Keyword spotting systems continuously process audio streams to detect keywords. One of the most challenging tasks in designing such systems is to reduce False Alarm (FA) which happens when the system falsely registers a keyword despite the keyword not being uttered. In this paper, we propose a simple yet elegant solution to this problem that follows from the law of total probability. We show that existing deep keyword spotting mechanisms can be improved by Successive Refinement, where the system first classifies whether the input audio is speech or not, followed by whether the input is keyword-like or not, and finally classifies which keyword was uttered. We show across multiple models with size ranging from 13K parameters to 2.41M parameters, the successive refinement technique reduces FA by up to a factor of 8 on in-domain held-out FA data, and up to a factor of 7 on out-of-domain (OOD) FA data.

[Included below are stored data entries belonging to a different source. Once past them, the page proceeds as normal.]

PR #986, opened 2025-05-30
nuget_dependency: allow source override

gonzoua:
Introduce an env variable NUGET_PKG_SOURCE that if set would override source for NuGet packages. This allows to install NuGet dependencies in restricted environments without global network access by pre-caching them in local directory or network share.

### DIFF
--- a/docs/user/features/extdep.md
+++ b/docs/user/features/extdep.md
@@ -73,6 +73,10 @@ This package has a version of the NuGet.exe binary or a user can configure their
 environment to use a defined version by setting `NUGET_PATH` to the folder containing
 the NuGet.exe that should be used.
 
+For enviroments with restricted network access it's possible to override
+dependencies' sources with a single local mirror by setting the value of
+the `NUGET_PKG_SOURCE` env variable to the mirror's location.
+
 ### Web Dependency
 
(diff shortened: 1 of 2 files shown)


Javagedes:
Hello @gonzoua, similar functionality already exists, however it is more broadly usable for all external dependency types. This functionality allows you to set a local path (`STUART_EXTDEP_CACHE_PATH`), which external dependencies attempt to pull from first, before reaching out over the network to download. Can you investigate this for your use case before we introduce new functionality?

Here are some docs regarding it, and I can help answer any questions you may have.

[stuart_extdep_cache_path](https://www.tianocore.org/edk2-pytool-extensions/features/environment_variables/#stuart_extdep_cache_path)
[local-caching](https://www.tianocore.org/edk2-pytool-extensions/features/extdep/#local-caching)

And here is where it is used in code:

https://github.com/tianocore/edk2-pytool-extensions/blob/1d6c1767027394097675336e4ec1d757feccbbb9/edk2toolext/environment/external_dependency.py#L153-L154

gonzoua:
Hi @Javagedes, thank you for references. Both approaches work in my environment. I'll close this pull request.

PR #989, opened 2025-06-05
edk2_invocable: Register one version per pip package

Javagedes:
This commit results in only the first version of a pip package found on the path being used as the version, even if multiple versions exist in the distribution list because it exists in multiple path locations. If using a venv environment, the path to those pip modules is prepended, so it should theoretically always be correct.

### DIFF
--- a/edk2toolext/edk2_invocable.py
+++ b/edk2toolext/edk2_invocable.py
@@ -209,13 +209,14 @@ class Edk2Invocable(BaseAbstractInvocable):
             pip_packages = []
         # go through all installed pip versions
         for package in pip_packages:
-            try:
-                version = package.version
-                name = package.metadata["Name"] if "Name" in package.metadata else package.metadata.get("name", None)
-                if not name:
-                    name = package.metadata.get("Summary", "unknown")
-            except Exception:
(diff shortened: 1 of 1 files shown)


edk2toolext/edk2_invocable.py
```diff
@@ -209,13 +209,14 @@ def collect_python_pip_info(cls: "Edk2Invocable") -> None:
...
-            except Exception:
+            name = package.metadata.get("Name", None) or package.metadata.get("Summary", None)
+            if name is None:
                 continue
+
+            # Always grab the version of the first instance of the package on the PATH. pipenv inserts its
+            # path first, so we can assume that the first instance is the one actually used.
+            version = importlib.metadata.version(name)
+
             logging.info("{0} version: {1}".format(name, version))
```
antklein, line 220: Nitpick: This will still print duplicate pip modules in the build output. This could be filtered to prevent that.
Example - 
BUILDLOG.txt
278: INFO - typing_extensions version: 4.14.0
293: INFO - typing_extensions version: 4.14.0

This should not be considered a blocking issue.

antklein (approved):

apop5 (approved):

PR #998, opened 2025-07-01
Sort the plugins by the optional order attribute

v-yuanhengwu:
If order is not specified in the plugin descriptor, apply a default value 0. That makes this code diff backward compatible since python sorts should be stable.

"Sorts are guaranteed to be stable. That means that when multiple records have the same key, their original order is preserved."

Refer to:
https://docs.python.org/3/howto/sorting.html#sort-stability-and-complex-sorts

### DIFF
--- a/edk2toolext/environment/plugin_manager.py
+++ b/edk2toolext/environment/plugin_manager.py
@@ -32,6 +32,7 @@ class PluginDescriptor(object):
         self.Obj = None
         self.Name = t["name"]
         self.Module = t["module"]
+        self.Order = t.get("order", 0)
 
     def __str__(self) -> str:
         """String representation of the plugin descriptor."""
@@ -65,6 +66,7 @@ class PluginManager(object):
                 self.Descriptors.append(b)
             else:
                 failed.append(a)
+        self._sortPlugins()
         return failed
 
     def GetPluginsOfClass(self, classobj: type) -> list[object]:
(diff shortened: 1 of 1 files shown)


Javagedes:
Hello,

Thank you for the contribution. However, we intentionally do not guarantee plugin execution order. This is a deliberate design choice to ensure plugins remain decoupled and independently usable. Plugins are designed to be drop-in components without dependencies on other plugins. This approach allows platforms to scope and register only the plugins they need without having to account for execution order or hidden dependencies.

Please see this documentation: [Types of Plugins](https://www.tianocore.org/edk2-pytool-extensions/features/plugin_manager/#types-of-plugins)

image

If there's a specific scenario you're trying to address, I'm happy to discuss it further in a GitHub issue or discussion thread and work together on a fair solution. However, at this time, we intend to continue with the design decision not to guarantee plugin execution order.

spbrogan:
Adding additional context: 
The "Self-Describing Environment" was designed for a world where only the platform layer is all knowing.  Plugins that are distributed at the other layers (core, silicon, features, etc) cannot and do not know what other layers are included, therefore it is impossible to create an ordering system that holds to this principle and doesn't start to make assumptions or requirements that may not be true for the platform.  

More reading is here: 

https://www.tianocore.org/edk2-pytool-extensions/#the-environment
https://www.tianocore.org/edk2-pytool-extensions/features/sde/

v-yuanhengwu:
I got it. Thanks for your explanation.
Yes we are working on a scenario and found that we need to execute PluginA prior to PluginB (both of them are do_pre_build). But I think we could try to find another approach first.
Shall we close this Pull Request?

PR #554, opened 2015-10-17
(PUP-5395) allow deep merging on automatic parameter lookup

rnelson0:
Document the two steps required to perform deep merges via APL.

### DIFF
--- a/source/hiera/3.0/lookup_types.markdown
+++ b/source/hiera/3.0/lookup_types.markdown
@@ -277,6 +277,26 @@ With a `deep` merge, you would get:
 
 In this case, deglitch.yaml was able to set the group because common.yaml didn't have a value for it, but where there was a conflict, like the uid, common won. Most users don't want this.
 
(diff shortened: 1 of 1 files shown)


nfagerlund:
@rnelson0, thanks for this docs proposal! I really appreciate the early warning. 

Rest of docs team: this can't be merged, because it describes a proposed feature that isn't part of any planned Puppet version yet. It sounds like there's widespread agreement about having the lookup system control its data, but there are unanswered questions about how this would interact with the 4.3 Puppet lookup work, and how to implement this in a forward-compatible way. 

I should probably close the PR until we have a decision and then reopen it, but for now I'm going to leave it open; as 4.3 gets closer, I'll close the PR if it isn't going into that release, and we can dig it back up later.

rnelson0:
PUP-5395 is now being worked by the Puppet Language team to get it into 4.3.0, but I am glad to update this when the solution is finalized.

rnelson0:
Closing this out, PUP-5395 has progressed quite a bit and changed the setup. I'll open a new PR when it's ready. Thanks.

hlindberg:
The work on PR-5395 is now merged

PR #559, opened 2015-10-28
Update docs on refreshing/notification in Puppet language

nfagerlund:
I realized we were missing some detailed info about how this actually works.

I could use a second set of eyes on this, to make sure it makes sense.


nfagerlund:
Got a :+1: from @kayayarai

PR #561, opened 2015-10-28
Add puppet-agent 1.2.7 release notes.

gguillotte:
Adds release notes.

### DIFF
--- a/source/puppet-agent/_release_notes.md
+++ b/source/puppet-agent/_release_notes.md
@@ -1,10 +1,13 @@
 ### Release Notes
 
+* **1.2.7**, Oct. 29, 2015: Updates Ruby on Windows, [Puppet](/puppet/4.2/reference/release_notes.html#puppet-423), [Facter](/facter/3.1/release_notes.html#facter-311), and [Hiera](/hiera/latest/release_notes.html#hiera-304). This version also [moves the OS X bill of materials](https://tickets.puppetlabs.com/browse/PA-21) to `/usr/local/share` on all supported OS X platforms to ensure future compatibility with OS X 10.11 (El Capitan), [adds a root certificate](https://tickets.puppetlabs.com/browse/PA-20) in Enterprise Linux 4 to enable Forge access, and [resolves a security issue](https://tickets.puppetlabs.com/browse/PA-27) in Windows.
+
+    Puppet Enterprise 2015.2.3 will also offer packages for AIX and Solaris 11.
 * **1.2.6**, Oct. 12, 2015: Contains no component fixes or updates. It only resolves a packaging issue that could leave the `puppet` and `mcollective` services stopped and unregistered after a package upgrade from an earlier `puppet-agent` release.
 * **1.2.5**, Oct. 1, 2015: Updates [MCollective](/mcollective/releasenotes.html#changes-since-284) to fix an issue when trying to start `mcollectived` on Solaris 10. It also changes the package file names on OS X to use major and minor OS versions (such as `puppet-agent-1.2.5-1.osx10.10.dmg`) instead of codenames (such as `puppet-agent-1.2.5-1.yosemite.dmg`).
 * **1.2.4**, Sept. 14, 2015: Updates [Puppet](/puppet/4.2/reference/release_notes.html#puppet-422), [Facter](/facter/3.1/release_notes.html#facter-310), and [MCollective](/mcollective/releasenotes.html#changes-since-283).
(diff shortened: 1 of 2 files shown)


gguillotte:
@joshcooper @kylog @nfagerlund

source/puppet-agent/_release_notes.md
```diff
@@ -1,10 +1,13 @@
 ### Release Notes
 
+* **1.2.7**, Oct. 29, 2015: Adds or improves support for AIX 5.3, [6.1](https://tickets.puppetlabs.com/browse/PA-32), and [7.1](https://tickets.puppetlabs.com/browse/PA-33) on PowerPC, Solaris 11 on [SPARC](https://tickets.puppetlabs.com/browse/PA-4) and [i386](https://tickets.puppetlabs.com/browse/PA-5), and Enterprise Linux 4. Updates Ruby, [Facter](/facter/3.1/release_notes.html#facter-311), and [Hiera](/hiera/latest/release_notes.html#hiera-304).
```
joshcooper: Could you link AIX 5.3 to https://tickets.puppetlabs.com/browse/PA-41 (just moved the RE ticket to PA like the others)

joshcooper:
@gguillotte I just remembered that the new platform additions (EL4, AIX, Solaris 11) are PE only. This means we will not be providing open source packages for those platforms when we ship puppet-agent 1.2.7, but they will be available for download for PE customers when PE 2015.2.3 comes out in Nov.

Since we're not shipping any bits for those platforms at this time, I'm thinking we should remove references to those platforms, and handle it in PE documentation. Thoughts? /cc @ipeldridge @nfagerlund

ipeldridge:
@joshcooper I've already added them to the docs for PE 2015.2.3. Thanks.

kylog:
I agree with removing Sparc/AIX/EL4 from the 1.2.7 release notes.

gguillotte:
Removed. Does this affect the Facter and Hiera release notes as well?

kylog:
For any of the components (e.g. puppet/facter/hiera), I think it's correct/appropriate to mention fixes in the source for any/all platforms, including the packaged-for-PE-only platforms. So my comment above was specific to puppet-agent. (Otoh, once we open-source puppet-agent, we might want to fine-tune this reasoning.)

Re hiera specifically, though, IIRC there are no functional changes, so the hiera release notes would just be like for 3.0.3, no functional change: https://docs.puppetlabs.com/hiera/3.0/release_notes.html.

I know this may be kind of hair-splitting. Do those approaches make sense?

gguillotte:
Yep! Thanks @kylog .

joshcooper:
:+1: to what @kylog said though there was one (maint) commit to hiera that changes an error message when failing to retrieve hiera data. Not sure if we want to mention that for 3.0.4 specifically?

joshcooper:
Here are top-level queries:

introduced in puppet-agent 1.2.7: https://tickets.puppetlabs.com/issues/?filter=15776
fixed in puppet-agent 1.2.7: https://tickets.puppetlabs.com/issues/?filter=15775

gguillotte:
Amended to clarify that PE packages will include AIX and Solaris 11.

source/puppet-agent/_release_notes.md
```diff
@@ -1,10 +1,13 @@
 ### Release Notes
 
+* **1.2.7**, Oct. 29, 2015: Updates Ruby, [Facter](/facter/3.1/release_notes.html#facter-311), and [Hiera](/hiera/latest/release_notes.html#hiera-304). This version also [moves the OS X bill of materials](https://tickets.puppetlabs.com/browse/PA-21) to `/usr/local/share` on all supported OS X platforms to ensure future compatibility with OS X 10.11 (El Capitan), and [adds a root certificate](https://tickets.puppetlabs.com/browse/PA-20) in Enterprise Linux 4 to enable Forge access.
```
joshcooper: I think we only bumped Ruby to 1.0.2d for Windows, as the other platforms were already there.

Also could you add a note that puppet was updated too?

kayayarai:
:+1:

joshcooper:
@gguillotte looks like my comment is getting lost in the force push. Could you add a note that Puppet was updated too (right now it just mentions Facter and Hiera). Also we only updated Ruby to 1.0.2d for Windows, but not for any other platform.

gguillotte:
@joshcooper Bumped.

joshcooper:
:+1:

PR #571, opened 2015-11-09
Add deprecation notice for implicit file symlinks.

gguillotte:
File resources let you create symlinks through arbitrary string values
for the `ensure` attribute. This behavior is being deprecated; document
the deprecation.

See also puppet [PR 4428](https://github.com/puppetlabs/puppet/pull/4428).


kylog:
:+1:

PR #573, opened 2015-11-11
(docs) Remove references to cfacter

kylog:
We're not shipping cfacter any more, so remove references to it.


kylog:
@gguillotte or @nfagerlund; I just noticed that we have both some sample code referencing `cfacter` and some other misc references. Since we haven't shipped a separate `cfacter` binary since the puppet-agent 1.1.x series, we should probably drop references to it.

Assuming we do so, I don't know if we'd want to roll this back into the 4.2 or earlier directories, or not. 

Thoughts?

gguillotte:
@kylog :+1: Makes sense to me. We can merge this and I can make the same changes to the 4.1 docs. cc: @nfagerlund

Further, our proposed approach is "plug-and-play" and can be applied to any deep keyword spotting model.
翻译:是否唤醒:通过连续改进降低关键词误报率
关键词检测系统不断处理音频流以检测关键词。设计此类系统中最具挑战性的任务之一是减少误报率(FA),即当系统错误地识别关键词时,尽管没有发出该关键词。在本文中,我们提出了一个简单而优雅的方法来解决这个问题,它依据于全概率公式。 我们展示了现有的深度关键词检测机制可以通过连续改进来改善。 具体来说,该方法首先将输入音频分类为是否是语音,然后分类是否像关键词一样,最后分类哪个关键词正在被发出。我们展示了在多个模型上,尺寸从13K参数到2.41M参数,连续改进技术将IDFA降低了长达8倍,在域外FA数据上降低了7倍。此外,我们提出的方法是“即插即用”的,可以应用于任何深度关键词检测模型。